# Proyecto al sur de Lima: Riviera Italiana y Francesa



## Filter (Apr 9, 2005)

*Revista Etiqueta Negra*


----------



## Juan1912 (Jul 15, 2004)

WOW
las playas del sur sí que tienen un buen futuro


----------



## El Bajopontino (Feb 17, 2005)

Pero en Asia no hay barrancos.


----------



## Filter (Apr 9, 2005)

Si hay en algunas zonas


----------



## Chalaco (Aug 29, 2004)

Se ve chevere, y lo mejor de todo es que TODOS tienen vista al mar.


----------



## El Bajopontino (Feb 17, 2005)

Filter said:


> Si hay en algunas zonas


Ah bueno, no me había dado cuenta.


----------



## J Block (Feb 16, 2004)

Que chevere el proyecto!! Bravazo!


----------



## GatoNegro (Feb 17, 2005)

Muy interesante. ¿Es de la nueva Etiqueta Negra? Leí que acaba de salir ... muy buena revista.

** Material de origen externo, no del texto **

PR #34667, opened 2021-09-07
[QA-Tests] Add and enhance airgap automation for k3s and rke2

rancher-max:
- Split rke2 and k3s airgap into separate files
- Cleanup helper functions
- Ensure the following airgap scenarios are covered for both:
  - private registry (registries.yaml)
  - system-default-registry (flag that can be passed to use a TLS-secured registry but with no username & password)
  - tarball, with the ability to pass in different types of tarballs for .tar, .gz, and .zst as desired.
  - Additional flags for any extra customization (such as `--airgap-extra-registry` or using different cni's with `--cni=calico`)

### DIFF
--- a/tests/validation/tests/v3_api/scripts/configure.sh
+++ b/tests/validation/tests/v3_api/scripts/configure.sh
@@ -5,7 +5,7 @@ set -eu
 
 DEBUG="${DEBUG:-false}"
 
-env | egrep '^(ARM_|CATTLE_|ADMIN|USER|DO|RANCHER_|AWS_|DEBUG|LOGLEVEL|DEFAULT_|OS_|DOCKER_|CLOUD_|KUBE|BUILD_NUMBER|RKE_|AZURE).*\=.+' | sort > .env
+env | egrep '^(ARM_|CATTLE_|ADMIN|USER|DO|RANCHER_|K3S_|RKE2_|AWS_|DEBUG|LOGLEVEL|DEFAULT_|OS_|DOCKER_|CLOUD_|KUBE|BUILD_NUMBER|RKE_|AZURE).*\=.+' | sort > .env
 
 if [ "false" != "${DEBUG}" ]; then
     cat .env
--- a/tests/validation/tests/v3_api/test_airgap.py
+++ b/tests/validation/tests/v3_api/test_airgap.py
@@ -7,7 +7,7 @@ from lib.aws import AWS_USER
 from .common import (
     ADMIN_PASSWORD, AmazonWebServices, run_command, wait_for_status_code,
     TEST_IMAGE, TEST_IMAGE_NGINX, TEST_IMAGE_OS_BASE, readDataFile,
-    DEFAULT_CLUSTER_STATE_TIMEOUT
+    DEFAULT_CLUSTER_STATE_TIMEOUT, compare_versions
 )
 from .test_custom_host_reg import (
     random_test_name, RANCHER_SERVER_VERSION, HOST_NAME, AGENT_REG_CMD
@@ -16,7 +16,6 @@ from .test_create_ha import (
     set_url_and_password,
     RANCHER_HA_CERT_OPTION, RANCHER_VALID_TLS_CERT, RANCHER_VALID_TLS_KEY
 )
-from .test_import_k3s_cluster import (RANCHER_K3S_VERSION)
 
 PRIVATE_REGISTRY_USERNAME = os.environ.get("RANCHER_BASTION_USERNAME")
 PRIVATE_REGISTRY_PASSWORD = \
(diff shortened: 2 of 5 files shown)


tests/validation/tests/v3_api/test_airgap.py
```diff
@@ -25,7 +24,7 @@
 NUMBER_OF_INSTANCES = int(os.environ.get("RANCHER_AIRGAP_INSTANCE_COUNT", "1"))
 IMAGE_LIST = os.environ.get("RANCHER_IMAGE_LIST", ",".join(
     [TEST_IMAGE, TEST_IMAGE_NGINX, TEST_IMAGE_OS_BASE])).split(",")
-ARCH = os.environ.get("RANCHER_ARCH", "amd64")
+TARBALL_TYPE = os.environ.get("RANCHER_TARBALL_TYPE", "tar.gz")
```
bmdepesa, line 27: Does the `RANCHER_` prefix really fit? Would it be better to change to `K3S_` or `RKE2_` or some other common prefix?

tests/validation/tests/v3_api/test_k3s_airgap.py
```diff
@@ -0,0 +1,216 @@
...
+                          deploy_noauth_bastion_server, copy_certs_to_node,
+                          trust_certs_on_node, add_tarball_to_node)
+
+ARCH = os.environ.get("RANCHER_ARCH", "amd64")
+RANCHER_K3S_VERSION = os.environ.get("RANCHER_K3S_VERSION", "")
+K3S_SERVER_OPTIONS = os.environ.get("RANCHER_K3S_SERVER_OPTIONS", "")
+K3S_AGENT_OPTIONS = os.environ.get("RANCHER_K3S_AGENT_OPTIONS", "")
+
+
+def test_deploy_airgap_k3s_system_default_registry():
```
bmdepesa, line 19: There's lots of re-used code between these tests? Can we parameterize the test with the install method and use common logic between them?

bmdepesa (changes requested):

tests/validation/tests/v3_api/test_airgap.py
rancher-max: We have historically used the `RANCHER_` prefix for k3s and rke2 things. I do think it would be good to update to K3S/RKE2, so I'm making that change for the variables here, but we'll need to refactor quite a lot of code or just make sure future k3s/rke2 automation uses appropriately named variables.

tests/validation/tests/v3_api/test_airgap.py
```diff
@@ -441,104 +375,181 @@ def prepare_airgap_node(bastion_node, number_of_nodes):
...
+        'scp -i "{0}.pem" -o StrictHostKeyChecking=no certs/* ' \
+        '{1}@{2}:~/'.format(bastion_node.ssh_key_name, AWS_USER,
+                            ag_node.private_ip_address)
+    bastion_node.execute_command(ag_node_copy_certs)
+
+
+def trust_certs_on_node(bastion_node, ag_node):
+    ag_node_update_certs = \
+        'sudo cp domain.crt ' \
+        '/usr/local/share/ca-certificates/domain.crt && ' \
```
izaac, line 402: I know k3s and rke2 support other linux distros than Ubuntu would this work on RHEL based linuxes?

tests/validation/tests/v3_api/scripts/configure.sh
```diff
@@ -5,7 +5,7 @@ set -eu
 
 DEBUG="${DEBUG:-false}"
 
-env | egrep '^(ARM_|CATTLE_|ADMIN|USER|DO|RANCHER_|AWS_|DEBUG|LOGLEVEL|DEFAULT_|OS_|DOCKER_|CLOUD_|KUBE|BUILD_NUMBER|RKE_|AZURE).*\=.+' | sort > .env
```
izaac, line 8: Any reason behind removing `RKE_`?

izaac (changes requested):
The variables refactoring and encapsulation to reuse code looks good now. 

Just a couple of comments one related to the environment configuration and the other OS specific certificates installs.

tests/validation/tests/v3_api/scripts/configure.sh
rancher-max: Oops.. conflict mistake. I'll fix that

tests/validation/tests/v3_api/test_airgap.py
rancher-max: No this shouldn't work on other ones, but I also haven't gone through the steps to confirm what exactly to do when using this `system-default-registry` airgap method on other distros. 

Maybe we should caveat this by saying it only has been validated against Ubuntu right now and next enhancement should be to support other distros 🤔

izaac: I'm fine if anyone else is by clarifying the support to only Ubuntu here maybe in the in the description and later in the job builder adding a note to the field or something like that?

rancher-max: Added a comment above the function to describe that, and created https://github.com/rancher/qa-tasks/issues/147 for enhancing this

izaac (approved):
From what I understand of airgap installation steps for k3s/rke2
These improvements look good to me now.

bmdepesa (approved):
LGTM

Me recuerda al balneario de Puerto Rico en la isla de Gran Canaria, también desértica, también con una zona turística construída en un barranco (allá los llaman riscos) aunque mucho más masivo de lo que se ve proyectado para esta nueva Riviera limeña. Acá una foto de Puerto Rico .... de repente un día el sur de Lima luzca algo así:


----------



## El Bajopontino (Feb 17, 2005)

Wow, que bacán la última foto, el entorno me recuerda a Chorrillos, justo el sector donde está el Club Regatas.


----------



## dlHC84 (Aug 15, 2005)

asi es bajopontino, a mi también.

yo nunca he ido a canarias


----------



## skyperu34 (May 25, 2003)

definitivamente el acantilado de esa zona esta precisa para explotar al maximo con esa clase de obras que invitan a una mente diseñadora a realizar cosas hasta impensadas


----------



## Pisco_Perú (Jul 18, 2005)

excelente proyecto, de concretarse seria espectacular.


----------



## alibiza_1014 (Jun 12, 2005)

Uhmmm, se ve interesante hay que ver cuando lo terminen.


----------



## Kronos (Oct 7, 2005)

Parecen un par de costillas gigantes , por el color blanco,
nunca habia visto algo asi , es osado , pero original . y aunque en gustos y colores no manden los autores , proyectos innovadores son lo que necesita el Peru , no solo en el rango de oficinas y edificios titanicos , sino tambien en el area de vivienda.


----------



## frank_pensador (Nov 25, 2005)

ohhhh, quedarìa very beautiful.


----------



## rafo18 (Mar 9, 2005)

:eek2: :eek2: :eek2: :eek2: :eek2: :eek2: :eek2: :eek2: :eek2: :eek2: :eek2: :eek2: :eek2: :eek2: :eek2: :eek2: :eek2: :eek2: :eek2: :eek2: :eek2: :eek2: :eek2: :eek2: :eek2: :eek2: :eek2: :eek2: :eek2: :eek2: :eek2: :eek2: :eek2: :eek2: :eek2: :eek2: :eek2: :eek2: :eek2: :eek2: :eek2: :eek2: :eek2: :eek2: :eek2: :eek2: :eek2: :eek2: :eek2: :eek2: :eek2: :eek2: :eek2: :eek2: :eek2: :eek2:


----------



## JUANCHO (Nov 4, 2005)

Alucinante el proyecto.


----------



## sebvill (Apr 13, 2005)

El Bajopontino said:


> Pero en Asia no hay barrancos.


No queda en Asia queda un poco más al sur, antes de llegar a las playas de Palillos, Misterio y Barrancadero.


----------



## J Block (Feb 16, 2004)

Me he dado cuenta que han despellejado el proyecto en el thread que Filter creó en el foro de Proyectos...


----------